Release v1.4.0 · thettwe/myspellchecker

v1.4.0 — Meta-Classifier & Semantic Confusable Detection

Meta-classifier post-filter: A learned logistic regression model (41 features including one-hot error type, word frequency, and context signals) replaces manual per-strategy confidence thresholds. FPR dropped from 34.5% to 18.6%.
ConfusableSemanticStrategy (priority 48): MLM-enhanced confusable detection using masked language model logit comparison with asymmetric thresholds.
Rich Suggestion objects: Suggestion class with confidence and source metadata, backward-compatible (inherits from str).
Per-request CheckOptions: Runtime overrides for context_checking, grammar_checking, max_suggestions, and use_semantic.

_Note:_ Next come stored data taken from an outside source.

PR #124, opened 2021-11-15
MUIC-565: [Android] Disable overlay permission dialog (if bubble disabled)

deniss-mc:
**Jira issue:**
https://glia.atlassian.net/browse/MUIC-565

**Additional info**
Will use `GliaConfigurationManager` for Configuration holder (will need to move whitelabel stuff there too)
At some point would love to introduce some sort of public interface with all the non-ui related configurations (or maybe add some to `GliaConfig` class - some will come from the core-sdk "purchased package" anyway in the future.

### DIFF
--- a/app/src/main/java/com/glia/exampleapp/MainFragment.java
+++ b/app/src/main/java/com/glia/exampleapp/MainFragment.java
@@ -80,6 +80,6 @@ public class MainFragment extends Fragment {
         UiTheme uiTheme = Utils.getUiThemeByPrefs(sharedPreferences, getResources());
         intent.putExtra(GliaWidgets.UI_THEME, uiTheme);
         // use to set the bubble functionality
-        // intent.putExtra(GliaWidgets.USE_OVERLAY, false);
+        intent.putExtra(GliaWidgets.USE_OVERLAY, Utils.getUseOverlay(sharedPreferences, getResources()));
     }
 }
--- a/widgetssdk/src/main/java/com/glia/widgets/call/CallActivity.java
+++ b/widgetssdk/src/main/java/com/glia/widgets/call/CallActivity.java
@@ -68,7 +68,7 @@ public class CallActivity extends AppCompatActivity {
         queueId = intent.getStringExtra(GliaWidgets.QUEUE_ID);
         runtimeTheme = intent.getParcelableExtra(GliaWidgets.UI_THEME);
         contextUrl = intent.getStringExtra(GliaWidgets.CONTEXT_URL);
-        useOverlays = intent.getBooleanExtra(GliaWidgets.USE_OVERLAY, true);
+        useOverlays = intent.getBooleanExtra(GliaWidgets.USE_OVERLAY, Dependencies.getSdkConfigurationManager().isUseOverlay());
         callView.setTheme(runtimeTheme);
         callView.setOnBackClickedListener(onBackClickedListener);
         callView.setOnEndListener(onEndListener);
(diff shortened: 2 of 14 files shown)


dukhovnyi:
could we introduce this kind of setting in our TestingApp also to have possibility to test it by QAs?

dukhovnyi (commented):
could we introduce this kind of setting in our TestingApp also to have possibility to test it by QAs?

gugalo (approved):

widgetssdk/src/main/java/com/glia/widgets/call/CallActivity.java
```diff
@@ -68,7 +68,7 @@ protected void onCreate(@Nullable Bundle savedInstanceState) {
         queueId = intent.getStringExtra(GliaWidgets.QUEUE_ID);
         runtimeTheme = intent.getParcelableExtra(GliaWidgets.UI_THEME);
         contextUrl = intent.getStringExtra(GliaWidgets.CONTEXT_URL);
-        useOverlays = intent.getBooleanExtra(GliaWidgets.USE_OVERLAY, true);
+        useOverlays = intent.getBooleanExtra(GliaWidgets.USE_OVERLAY, Dependencies.getSdkConfigurationManager().isUseOverlay());
```
jakob-mc, line 71: I suggest to use a separate method to get default value, improves readability.

widgetssdk/src/main/java/com/glia/widgets/call/CallView.java
```diff
@@ -201,6 +201,7 @@ public void startCall(String companyName,
                           String contextUrl,
                           boolean useOverlays,
                           Engagement.MediaType mediaType) {
+        Dependencies.getSdkConfigurationManager().setUseOverlay(useOverlays);
```
jakob-mc, line 204: `startCall` method is doing many different things here: setting configuration, initCall, onNavigatedToCall. Method could be broken down into multiple methods with less responsibilities.

jakob-mc: Is there any more appropriate layer (presenter, controller etc) to put that kind of code?

jakob-mc (changes requested):

deniss-mc:
> could we introduce this kind of setting in our TestingApp also to have possibility to test it by QAs?

Added `Use Overlay` option to settings (enabled by default)- 
To test it:
1) Wipe data
2) Disable in settings
3) Go to ChatView

Expected:
Overlay Permissions dialog is not displayed

app/src/main/java/com/glia/exampleapp/MainFragment.java
```diff
@@ -80,6 +80,6 @@ private void setNavigationIntentData(Intent intent, SharedPreferences sharedPref
         UiTheme uiTheme = Utils.getUiThemeByPrefs(sharedPreferences, getResources());
         intent.putExtra(GliaWidgets.UI_THEME, uiTheme);
         // use to set the bubble functionality
-        // intent.putExtra(GliaWidgets.USE_OVERLAY, false);
```
jakob-mc, line 83: cleanup

dukhovnyi (approved):

widgetssdk/src/main/java/com/glia/widgets/call/CallActivity.java
deniss-mc: Introduced Configuration class - moved stuff around a bit

jakob-mc (changes requested):

jakob-mc (approved):

widgetssdk/src/main/java/com/glia/widgets/call/CallView.java
deniss-mc: Prefer not to do it atm. 
- breaking down is not related to this commit (will add some sort of technical debt task for that)
- its extra usecase for setting one variable

Atm. Views public interface requires variables

Will refac to using Configuration class ASAP (check PR notes)

PR #136, opened 2021-11-29
Update Visitor Information

VadymMobileDev:
MOB-1019

### DIFF
--- a/widgetssdk/src/main/java/com/glia/widgets/GliaWidgets.java
+++ b/widgetssdk/src/main/java/com/glia/widgets/GliaWidgets.java
@@ -5,9 +5,15 @@ import android.content.Intent;
 
 import com.glia.androidsdk.Glia;
 import com.glia.androidsdk.GliaConfig;
+import com.glia.androidsdk.visitor.VisitorInfoUpdateRequest;
+import com.glia.widgets.core.visitor.GliaWidgetException;
+import com.glia.widgets.core.visitor.GliaVisitorInfo;
+import com.glia.widgets.core.visitor.VisitorInfoUpdate;
 import com.glia.widgets.di.Dependencies;
-import com.glia.widgets.view.head.ChatHeadsController;
 import com.glia.widgets.helper.Logger;
+import com.glia.widgets.view.head.ChatHeadsController;
+
+import java.util.function.Consumer;
 
 /**
  * This class is a starting point for integration with Glia Widgets SDK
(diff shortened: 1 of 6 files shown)


widgetssdk/src/main/java/com/glia/widgets/GliaWidgets.java
```diff
@@ -137,4 +141,23 @@ public static void clearVisitorSession() {
         Dependencies.getControllerFactory().destroyControllers();
         Glia.clearVisitorSession();
     }
+
+    private static final Consumer<GliaException> updateVisitorExceptionConsumer = exception -> {
+        if (exception != null) {
+            Logger.e(TAG, "Visitor Info update failed: " + exception.toString());
+        } else {
+            Logger.e(TAG, "Visitor Info updated success: " + exception.toString());
```
jakob-mc, line 149: should the log be error-level in case of success?

VadymMobileDev: Yes you are right, I'll delete it

jakob-mc: can't see any changes?

VadymMobileDev: Do you mean this, or I something misunderstood?
`        if (exception != null) {
            Logger.e(TAG, "Visitor Info update failed: " + exception.toString());
        } else {
            Logger.e(TAG, "Visitor Info updated Success");
        }`

gugalo: Wanted to confirm, is there some reason we are not notifying the integrator of the request result? I think additionally to this we can also let the integrator register his own callback if he wants to know if the request was made successfully?

widgetssdk/src/main/java/com/glia/widgets/GliaWidgets.java
```diff
@@ -137,4 +141,23 @@ public static void clearVisitorSession() {
         Dependencies.getControllerFactory().destroyControllers();
         Glia.clearVisitorSession();
     }
+
+    private static final Consumer<GliaException> updateVisitorExceptionConsumer = exception -> {
+        if (exception != null) {
+            Logger.e(TAG, "Visitor Info update failed: " + exception.toString());
+        } else {
+            Logger.e(TAG, "Visitor Info updated Success");
+        }
```
gugalo, line 150: Wanted to confirm, is there some reason we are not notifying the integrator of the request result? I think additionally to this we can also let the integrator register his own callback if he wants to know if the request was made successfully?

VadymMobileDev: as I understand it was necessary to add only a possibility without implementation.

widgetssdk/src/main/java/com/glia/widgets/GliaWidgets.java
jakob-mc: this line yes. what I ment was that should error be logged in case of a success. Debug level could be more proper `Logger.d`

widgetssdk/src/main/java/com/glia/widgets/GliaWidgets.java
```diff
@@ -137,4 +141,23 @@ public static void clearVisitorSession() {
         Dependencies.getControllerFactory().destroyControllers();
         Glia.clearVisitorSession();
     }
+
+    private static final Consumer<GliaException> updateVisitorExceptionConsumer = exception -> {
+        if (exception != null) {
+            Logger.e(TAG, "Visitor Info update failed: " + exception.toString());
+        } else {
+            Logger.e(TAG, "Visitor Info updated Success");
```
dukhovnyi, line 149: The issue that @jakob-mc has mentioned is not resolved.
Please correct the logger level to debug.

widgetssdk/src/main/java/com/glia/widgets/GliaWidgets.java
```diff
@@ -137,4 +141,23 @@ public static void clearVisitorSession() {
...
+        }
+    };
+
+    /**
+     * Updates the visitor's information
+     *
+     * Updates the visitor's information stored on the server. This information will also be displayed to the operator.
+     * */
+    public static void updateVisitorInfo(VisitorInfoUpdateRequest visitorInfoUpdateRequest) {
+        Logger.d(TAG, "updateVisitorInfo");
```
dukhovnyi, line 159: This log message looks not so descriptive, at least for me.
Perhaps we could improve it in sense of adding some additional not sensitive information or remove it if this log doesn't provide any useful debug information.
Does it make sense?

dukhovnyi (changes requested):

widgetssdk/src/main/java/com/glia/widgets/GliaWidgets.java
gugalo: You mean to add the callback to the `VisitorInfoUpdateRequest.Builder` ?

I think that there should be some way to notify the integrator of the request was successful or not. And having a callback in the update method is the simplest solution. Though having it in the builder is also good.
@dukhovnyi

widgetssdk/src/main/java/com/glia/widgets/core/visitor/GliaVisitorException.java
```diff
@@ -0,0 +1,26 @@
+package com.glia.widgets.core.visitor;
+
+import com.glia.androidsdk.GliaException;
+
+public class GliaVisitorException extends RuntimeException{
```
gugalo, line 5: This class is almost a duplicate of the `GliaException`. Also, I think it would be better to use it instead of this one there is no need in my opinion to have a dedicated Exception. Or if you want to wrap it to have a separate exception for Widget SDK then it might have a more generic name. For example `GliaWidgetException`

AndriiHorishniiMOC:
Why don't you use the reformat code to follow the code style?

AndriiHorishniiMOC (approved):

widgetssdk/src/main/java/com/glia/widgets/core/visitor/VisitorInfoUpdate.java
```diff
@@ -0,0 +1,78 @@
...
+    }
+
+    @Override
+    public String getPhone() {
+        return phone;
+    }
+
+    @Override
+    public String getNote() {
+        return null;
```
dukhovnyi, line 61: why do we return here `null` instead of `note`?

gugalo (approved):
The `null` thing that Yurii mentioned. Nothing else from me

dukhovnyi (approved):

PR #137, opened 2021-11-29
MUIC-601: [Android] Vertical CTA button position

deniss-mc:
# https://glia.atlassian.net/browse/MUIC-601

Note: 
Rough implementation of Vertical Alignment support

Can test with enabling toggle in settings screen

### DIFF
--- a/widgetssdk/src/main/java/com/glia/widgets/view/Dialogs.java
+++ b/widgetssdk/src/main/java/com/glia/widgets/view/Dialogs.java
@@ -6,7 +6,6 @@ import android.content.res.ColorStateList;
 import android.graphics.Typeface;
 import android.view.LayoutInflater;
 import android.view.View;
-import android.widget.Button;
 import android.widget.ImageButton;
 import android.widget.ImageView;
 import android.widget.TextView;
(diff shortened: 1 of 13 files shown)


deniss-mc:
rebased onto develop

widgetssdk/src/main/java/com/glia/widgets/view/Dialogs.java
```diff
@@ -33,9 +33,17 @@ public static AlertDialog showOptionsDialog(Context context,
                                                 View.OnClickListener positiveButtonClickListener,
                                                 View.OnClickListener negativeButtonClickListener,
                                                 DialogInterface.OnCancelListener cancelListener) {
+
+        boolean isUseAlertDialogButtonVerticalAlignment = Utils.getGliaAlertDialogButtonUseVerticalAlignment(theme);
```
jakob-mc, line 37: this layout code is duplicated 3 times in the class. can you separate it into a method like `getLayout()`?

jakob-mc (approved):

widgetssdk/src/main/java/com/glia/widgets/view/Dialogs.java
deniss-mc: different layouts

it will be getLayout(boolean, resid, resid) not sure if worth it

PR #159, opened 2021-12-28
Use FileUploadDenied error instead of InternalError

dukhovnyi:
**Jira issue:**
https://glia.atlassian.net/browse/MUIC-639

**Additional info:**
Show proper error message when file uploading for visitor is disabled from Glia Hub side

**Screenshots:**


deniss-mc (approved):
Looks good - might need to hide the attachment button if it is disabled in first case?

dukhovnyi:
> Looks good - might need to hide the attachment button if it is disabled in first case?

We will introduce the feature to hide the attachment button based on Site configuration soon.

PR #164, opened 2021-12-30
Fix incorrect "Audio call" title during connection with operator

AndriiHorishniiMOC:
Fixed bug where when an operator upgrades to two-way video, a visitor sees an Audio call screen title

Used the requested media type to set the title on the call screen.

[MOB-1037](https://glia.atlassian.net/browse/MOB-1037)

### DIFF
--- a/widgetssdk/src/main/java/com/glia/widgets/chat/controller/ChatController.java
+++ b/widgetssdk/src/main/java/com/glia/widgets/chat/controller/ChatController.java
@@ -631,7 +631,7 @@ public class ChatController implements
                 Logger.d(TAG, "upgradeOfferChoiceSubmitSuccess");
                 if (submitter == MediaUpgradeOfferRepository.Submitter.CHAT) {
                     String requestedMediaType;
-                    if (offer.video != null) {
+                    if (offer.video != null && offer.video != MediaDirection.NONE) {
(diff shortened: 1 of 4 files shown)


dukhovnyi (approved):

widgetssdk/src/main/java/com/glia/widgets/chat/controller/ChatController.java
```diff
@@ -631,7 +631,7 @@ public void upgradeOfferChoiceSubmitSuccess(
                 Logger.d(TAG, "upgradeOfferChoiceSubmitSuccess");
                 if (submitter == MediaUpgradeOfferRepository.Submitter.CHAT) {
                     String requestedMediaType;
-                    if (offer.video != null) {
+                    if (offer.video != null && offer.video != MediaDirection.NONE) {
```
deniss-mc, line 634: what is this `MediaDirection.NONE` - aka when video offer can end up in this state?

deniss-mc (approved):

widgetssdk/src/main/java/com/glia/widgets/chat/controller/ChatController.java
AndriiHorishniiMOC: When we get an offer to update to the audio.

PR #317, opened 2022-06-24
Navigate to chat or call screen when engagement is ended to ensure that survey was shown (if enabled)

andrews-moc:
**Jira issue:**
[Survey with broken buttons appears if a Visitor starts another call with opened survey](https://glia.atlassian.net/browse/MOB-1383)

Kinzi (င်္) and consonant stacking variant support in confusable candidate generation.
MLM post-filter to suppress invalid_word and dangling_word false positives.
Expanded confusable pairs from 87 to 124+ with 9 linguistics-audit additions.
Expanded colloquial variants from 83 to 91 entries; removed 20 standard modern Burmese words incorrectly classified as colloquial.
Homophone morphological guard expanded to 2 prefixes and 4 compound suffixes.
Error.severity property with computed severity based on action type.
Candidate fusion enabled by default.

Config split: algorithm_configs.py split into 4 focused modules (algorithm_configs.py, text_configs.py, strategy_configs.py, infra_configs.py). All existing imports continue to work.
Benchmark consolidated to 1,146 sentences with 18 duplicate IDs fixed.
Confidence gates expanded to 15 error types.
Zero-TP detectors disabled, weak detectors heavily gated.
Mutex/override infrastructure fully removed.

MLM threshold comparison now operates in logit space (was incorrectly using probability space).
context_checking=False in CheckOptions preserves word validation instead of skipping all validation.
Suggestion objects properly coerced to str for Cython compatibility in normalize functions.
Streaming checker no longer dumps tracebacks to stderr for handled exceptions.
Word segmentation degrades gracefully when resources are unavailable (offline/CI environments).
Resource download timeouts wrapped as clean TokenizationError instead of unhandled exceptions.
Long verb chains reassembled correctly, dangling particle scan capped.
Invalid_word and dangling_word FPs reduced via post-validation compound splitting.